> [Recorded data]
PR #2599, opened 2026-04-21
DrivAerML: 4L/256d+T_max=30 — lr=3e-4 (lower LR)

tcapelle:
## Hypothesis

> [How to complete this task] Every line above should be transcribed exactly.

> [Solution for this exercise]
PR #2599, opened 2026-04-21
DrivAerML: 4L/256d+T_max=30 — lr=3e-4 (lower LR)

tcapelle:
## Hypothesis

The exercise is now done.